DEMOCRAZY.ID - Aksi massa bertajuk 'Gerakan Keadilan Rakyat Tolak Pemilu 2024' akan digelar di depan Badan Pengawas Pemilihan Umum (Bawaslu) dengan titik kumpul di Patung Kuda, Jakarta Pusat, Senin (19/2/2024).
Berdasarkan informasi yang diterima, diperkirakan sebanyak 1.000 massa akan turut terlibat dalam aksi tersebut. Mereka bakal menyampaikan empat tuntutannya kepada Bawaslu.
"Bawaslu wajib memberikan data valid kepada perwakilan 'Gerakan Keadilan Rakyat', atas apa yang sudah di lakukan Bawaslu atas sengketa pemilu, supaya bisa di sampaikan kepada rakyat," kata salah satu penanggungjawab aksi tersebut.
Kemudian tuntutan kedua adalah meminta perwakilan Bawaslu untuk memberikan pernyataan bahwa telah terjadi kecurangan pada Pemilu 2024.
Lalu tuntutan ketiga, mendesak Bawaslu untuk menyampaikan ke publik soal hasil dari proses Pemilu 2024 yang tidak berjalan dengan baik.
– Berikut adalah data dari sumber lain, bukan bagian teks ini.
PR #1051, opened 2022-05-24
Add rich text editor to syllabus form

### LINKED ISSUE #1001: Investigate / implement Vue rich text editor
As a Professor creating a Textbook syllabus, I need the ability to add custom links and have proper formatting when adding syllabus content. 

This story is to investigate (and maybe prototype) a simple implementation of a Vue (or JS) rich text editor plugin or package. 

Minimal criteria
- [x] share findings on what RTE packages/plugins would work
- [x] allow a professor to include custom links in the content section of the syllabus block

**Syllabus form textarea that needs the additional functionality**
Screen Shot 2022-05-12 at 11 31 09 AM

techtolentino:
## Changes
Fixes #1001 

## Implementation details
- added [CKEditor](https://ckeditor.com/docs/ckeditor5/latest/installation/getting-started/frameworks/vuejs-v3.html) for rich-text editing
- added necessary CKEditor packages
- used CKEditor component for the syllabus content description field
- updated template to render html (output of rte)

## How to review PR
- pull down branch to your local machine, and `npm ci`
- make sure you can auth in using the Google auth approach
- go edit your Classroom > Syllabus
- Publish

## Screenshots

https://user-images.githubusercontent.com/6276074/170350535-bfdfa944-bafe-4cfe-9d3a-2b9b7db61052.mov


vabarbosa (approved):
@techtolentino this is awesome! great work. i just have a couple comments for possible consideration. none of these i think should be blockers so i am approving. depending on the difficulty to resolve, these could be addressed in separate issues later or as part of this PR (i let you make the decision).

- change default textarea height greater than 1 line (maybe 10 lines?)

    **current**
    image

    **with 10 lines**
    image

- when adding a link if you dont include protocol (e.g., `http`) the link is assumed to be relative

    image

- _italics_ format is not working for me

    **setting italics**
    image

    **what is displayed**
    image

techtolentino:
@vabarbosa - great feedback. We'll still need to figure out the URL part -- you're right, using something like `example.com` will parse as `learn.qiskit.org/course/path/example.com`... which we don't want.

We'll have to let users know (@pandasa123), that in the meanwhile, we'll need to use `https` / `http` when adding URLs.

In regards to the _italics_ and `min-height` for the editor, I updated the styles:


https://user-images.githubusercontent.com/6276074/170350535-bfdfa944-bafe-4cfe-9d3a-2b9b7db61052.mov

vabarbosa:
> @vabarbosa - great feedback. We'll still need to figure out the URL part -- you're right, using something like `example.com` will parse as `learn.qiskit.org/course/path/example.com`... which we don't want.
> 
> We'll have to let users know (@pandasa123), that in the meanwhile, we'll need to use `https` / `http` when adding URLs.
> 

@techtolentino thanks for the quick turnaround. you probably already saw this but regarding relative links. it looks like there is a CKeditor setting (`config.link.defaultProtocol`) to set a default protocol when none is specified: https://ckeditor.com/docs/ckeditor5/latest/features/link.html#adding-default-link-protocol-to-external-links

techtolentino:
@vabarbosa - I did not see that... this is good to know!

vabarbosa (approved):
thank you @techtolentino 🚢

vabarbosa:
> @vabarbosa - I did not see that... this is good to know!
> 
> I like your suggestions for both adding the default protocol, and for having links open in a new tab... great UX thinking.
> 
> Still, I think there's a couple of things to figure out here since the docs are targeting an `id="editor"`... but we'll be having more than one editor per form, potentially.
> 
> What if we merge as is, and enhance/improve along the way?

👍🏽 those can definitely be enhancements

Issue #416, opened 2021-11-04
Latex doesn't render in header


JRussellHuffman:

JRussellHuffman:
Possibly related to https://github.com/Qiskit/platypus/issues/980

PR #1080, opened 2022-05-31
Fix latex in headers

techtolentino:
## Changes

Fixes https://github.com/Qiskit/platypus/issues/416

## Implementation details

- used Markdown syntax instead of HTML, in markdown cells
- this helped the latex render

## Notes
@frankharkins - I could use your guidance here. Please take a look at the video below. Notice that the headers are fixed when I change an `<h3>` to `###`... however, these items then get added to the side navigation. 

Is that something we want? Also, the numbering will need to be updated in the side nav.

All in all, it seems like the information hierarchy of this page, specifically, could use some guidance.

Your feedback is appreciated 🙏 

## Screenshots

https://user-images.githubusercontent.com/6276074/171299143-dd01c6db-940c-49d9-b486-17aea4673834.mov

### DIFF
--- a/notebooks/ch-labs/Lab03_QuantumMeasurement.ipynb
+++ b/notebooks/ch-labs/Lab03_QuantumMeasurement.ipynb
@@ -66,9 +66,9 @@
    "cell_type": "markdown",
    "metadata": {},
    "source": [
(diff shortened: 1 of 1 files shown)


Tansito (approved):
Really good catch here @techtolentino 💯

frankharkins (approved):
Yes I think these should technically have been showing in the side nav; looks great thank you!

PR #1159, opened 2022-06-16
SymbolicNotation Fix

korgan00:
## Changes

Fix https://github.com/Qiskit/platypus/issues/1158

This is hard to test because it happened in the chapter that is not merged and it doesn't happen on the widgets page.


frankharkins (approved):
I approve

"Mendesak Bawaslu menjelaskan secara langsung hasil pemilu buruk, lewat semua media televisi dalam waktu 1 x 24 jam," katanya.
Tuntutan keempat, ialah meminta ketua Bawaslu untuk mundur.
"Dan diganti karena buruknya kinerja Bawaslu dan disinyalir menerima intervensi penguasa dalam kerangka conflict of Interest," ucapnya.
Peneliti Bongkar Dugaan Penggelembungan Suara di Aplikasi Sirekap
Peneliti Pusat Studi untuk Demokrasi, Kiki Rizki Yoctavian menyoroti sejumlah kejanggalan yang ditampilkan dalam aplikasi sistem rekapitulasi dalam situs pemilu2024.kpu.go.id.
Seperti keanehan dan kejanggalan yang tersaji pada hitung suara dapil DKI Jakarta II Versi tanggal 17 Feb 2024 pukul 19.30.00 dengan Progress: 4,872 TPS dari 9,844 TPS (49,49 persen).
“Dalam hitungan tersebut terdapat penggelembungan jumlah perolehan suara yang bila dijumlahkan melebihi jumlah DPT DKI Jakarta II,” kata Kiki, Minggu (18/2/2024).
Dalam data yang disajikan KPU, perolehan suara seluruh caleg dari 18 Partai peserta di dapil DKI Jakarta II dalam data KPU di Sirekap berjumlah 12.387.937 suara.
Sementara total perolehan suara seluruh Partai dari 18 partai peserta berjumlah 1.745.618 suara.
“Bila digabungan perolehan suara caleg dan perolehan suara partai maka total suara caleg dan partai di dapil DKI Jakarta II berjumlah 14.133.555 suara,”ujarnya.
“Lucu dan anehnya, ternyata total DPT DKI Jakarta II hanya berjumlah 4.346.875 pemilih. Jadi perolehan suara partai dan caleg dari hampir 50 persen TPS di dapil DKI Jakarta II kalau kita bandingkan menjadi sekitar 3 kali lipat jumlah DPT,” sambungnya.
Dikatakan Kiki, penggelembungan tiga kali DPT itu hanya dari penghitungan di 49,49 persen TPS.
“Bagaimana nanti kalau jumlah TPS masuk menjadi 100 persen? Bisa jadi jumlah suara menjadi 6 atau 7 kali lipat DPT,” ujar Kiki.
Dijelaskan Kiki, bahwa suara-suara hantu KPU dalam bentuk penggelembungan suara tidak hanya terjadi di dapil DKI Jakarta II, melainkan di dapil dapil lainnya juga baik DPR RI, Provinsi maupun Kabupaten/Kota.
Dikatakannya, banyaknya penggelembungan dalam aplikasi Sirekap KPU ini menunjukan bahwa KPU sendiri yang memunculkan ketidakpercayaan publik melalui carut marut sistem hitung suara yang diharapkan dapat menjadi dasar informasi bagi publik untuk memastikan terwujudnya Pemilu serentak 2024 yang jujur dan akuntabel sesuai Pasal 3 huruf b dan i UU No. 7 Tahun 2017 juncto Pasal 6 ayat (2) huruf a dan d Peraturan DKPP No. 2 Tahun 2017.
“Dari banyak kejanggalan dalam aplikasi rekapitulasi, pertanyaannya adalah Masihkah kita mau percaya pada sistem Sirekap milik KPU?” tutup Kiki.